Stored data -

PR #4626, opened 2021-07-02
Add repro for #4559

### LINKED ISSUE #4559: S2583 FP: User-defined explicit/implicit casts
### Description
S2583 ignores custom cast operators and assumes nullability remains the same between casts (i.e. nulls are always converted to nulls and not-null values are always converted to not-null values).

```csharp
public class MyClass
{
    public static implicit operator string?(MyClass? value) => null;

    public static implicit operator bool?(MyClass? value) => true;
}

public void Foo()
{
    // case 1: nullability has changed (from always not null to always null)
    var value = new MyClass();
    string? str = value;

    if (str == null) // <- FP: S2583: Change this condition so it does not always evaluate to 'false'
    {
        Console.WriteLine("null");
    }
    else
    {
        Console.WriteLine("not null");
    }

    // case 1: nullability has changed (from null to always not null)
    MyClass? value2 = null;
    bool? b = value2;

    if (b == null) // <- FP: S2583: Change this condition so it does not always evaluate to 'true'
    {
        Console.WriteLine("null");
    }
    else
    {
        Console.WriteLine("not null");
    }
}
```

### Expected behavior

The diagnostic is not reported.

### Related information

* C#/VB.NET Plugins version: 8.24.0.32949

costin-zaharia-sonarsource:
Related to #4559


andrei-epure-sonarsource (approved):
LGTM

Issue #4540, opened 2021-06-10
S108: False Positive when conditional compilation is used


rjgotten:
### Description

"S108: Nested blocks of code should not be left empty" gives a false positive when conditional compilation is used with `#if` pragmas.

### Repro steps

Create anything using conditional compilation with nothing else within the method. E.g. something trivial like

```cs
public void LogInDebug(object obj)
{
#if DEBUG
    Trace.WriteLine( "Something to log only in debug", obj);
#endif
}
```

### Expected behavior

S108 is not raised, because clearly the block isn't (always) empty.

### Actual behavior

S108 is raised.

### Known workarounds

None. (Just mark it as a false positive and live with it, I suppose.)

### Related information

* C#/VB.NET Plugins version 8.13.1
* Visual Studio version N/A
* MSBuild / dotnet version ?
* SonarScanner for .NET version (if used) ?
* Operating System ?

(This is with SonarScanner running from a TeamCity build agent inside a Docker container. I have no information wrt those versions available to me.)

costin-zaharia-sonarsource:
Hi @rjgotten, thanks for your feedback.

I've tried to add a test case for your issue here: https://github.com/SonarSource/sonar-dotnet/pull/4627 but I'm not able to reproduce the problem. It could be that I use a different version of `dotnet` and due to this a different compiler option. 

Can you please help us with the MsBuild/dotnet version? Maybe you can find it in the build logs.

rjgotten:
@costin-zaharia-sonarsource 
I can maybe add a few `RUN` lines to the container file to dump version information that way.
I'll have a look.

costin-zaharia-sonarsource:
Hi @rjgotten. I've managed to reproduce the issue this morning.
The conditional had to be in a nested block. See:

```
public void ConditionalCompilation(object obj)
{
   {
#if DEBUG
       Trace.WriteLine("message");
#endif
   }
}
```

rjgotten:
Oops. I just looked back at the issue report and yeah; I posted the wrong reduced case.
The right one was using a local function - i.e. had a nested block.

That's my bad. Apologies.

(Well... at least we have a repro now.)

costin-zaharia-sonarsource:
Yes, don't worry about that. Thanks for the feedback!

PR #4627, opened 2021-07-02
Add test case with conditional compilation

costin-zaharia-sonarsource:
Related to https://github.com/SonarSource/sonar-dotnet/issues/4540

### DIFF
--- a/analyzers/tests/SonarAnalyzer.UnitTest/TestCases/EmptyNestedBlock.cs
+++ b/analyzers/tests/SonarAnalyzer.UnitTest/TestCases/EmptyNestedBlock.cs
@@ -86,9 +86,11 @@ namespace Tests.Diagnostics
         // See: https://github.com/SonarSource/sonar-dotnet/issues/4540
         public void ConditionalCompilation(object obj)
         {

Your task -
Your reply should consist of all the records, restated exactly.

Exercise solution -
PR #4626, opened 2021-07-02
Add repro for #4559

### LINKED ISSUE #4559: S2583 FP: User-defined explicit/implicit casts
### Description
S2583 ignores custom cast operators and assumes nullability remains the same between casts (i.e. nulls are always converted to nulls and not-null values are always converted to not-null values).

```csharp
public class MyClass
{
    public static implicit operator string?(MyClass? value) => null;

    public static implicit operator bool?(MyClass? value) => true;
}

public void Foo()
{
    // case 1: nullability has changed (from always not null to always null)
    var value = new MyClass();
    string? str = value;

    if (str == null) // <- FP: S2583: Change this condition so it does not always evaluate to 'false'
    {
        Console.WriteLine("null");
    }
    else
    {
        Console.WriteLine("not null");
    }

    // case 1: nullability has changed (from null to always not null)
    MyClass? value2 = null;
    bool? b = value2;

    if (b == null) // <- FP: S2583: Change this condition so it does not always evaluate to 'true'
    {
        Console.WriteLine("null");
    }
    else
    {
        Console.WriteLine("not null");
    }
}
```

### Expected behavior

The diagnostic is not reported.

### Related information

* C#/VB.NET Plugins version: 8.24.0.32949

costin-zaharia-sonarsource:
Related to #4559


andrei-epure-sonarsource (approved):
LGTM

Issue #4540, opened 2021-06-10
S108: False Positive when conditional compilation is used


rjgotten:
### Description

"S108: Nested blocks of code should not be left empty" gives a false positive when conditional compilation is used with `#if` pragmas.

### Repro steps

Create anything using conditional compilation with nothing else within the method. E.g. something trivial like

```cs
public void LogInDebug(object obj)
{
#if DEBUG
    Trace.WriteLine( "Something to log only in debug", obj);
#endif
}
```

### Expected behavior

S108 is not raised, because clearly the block isn't (always) empty.

### Actual behavior

S108 is raised.

### Known workarounds

None. (Just mark it as a false positive and live with it, I suppose.)

### Related information

* C#/VB.NET Plugins version 8.13.1
* Visual Studio version N/A
* MSBuild / dotnet version ?
* SonarScanner for .NET version (if used) ?
* Operating System ?

(This is with SonarScanner running from a TeamCity build agent inside a Docker container. I have no information wrt those versions available to me.)

costin-zaharia-sonarsource:
Hi @rjgotten, thanks for your feedback.

I've tried to add a test case for your issue here: https://github.com/SonarSource/sonar-dotnet/pull/4627 but I'm not able to reproduce the problem. It could be that I use a different version of `dotnet` and due to this a different compiler option. 

Can you please help us with the MsBuild/dotnet version? Maybe you can find it in the build logs.

rjgotten:
@costin-zaharia-sonarsource 
I can maybe add a few `RUN` lines to the container file to dump version information that way.
I'll have a look.

costin-zaharia-sonarsource:
Hi @rjgotten. I've managed to reproduce the issue this morning.
The conditional had to be in a nested block. See:

```
public void ConditionalCompilation(object obj)
{
   {
#if DEBUG
       Trace.WriteLine("message");
#endif
   }
}
```

rjgotten:
Oops. I just looked back at the issue report and yeah; I posted the wrong reduced case.
The right one was using a local function - i.e. had a nested block.

That's my bad. Apologies.

(Well... at least we have a repro now.)

costin-zaharia-sonarsource:
Yes, don't worry about that. Thanks for the feedback!

PR #4627, opened 2021-07-02
Add test case with conditional compilation

costin-zaharia-sonarsource:
Related to https://github.com/SonarSource/sonar-dotnet/issues/4540

### DIFF
--- a/analyzers/tests/SonarAnalyzer.UnitTest/TestCases/EmptyNestedBlock.cs
+++ b/analyzers/tests/SonarAnalyzer.UnitTest/TestCases/EmptyNestedBlock.cs
@@ -86,9 +86,11 @@ namespace Tests.Diagnostics
         // See: https://github.com/SonarSource/sonar-dotnet/issues/4540
         public void ConditionalCompilation(object obj)
         {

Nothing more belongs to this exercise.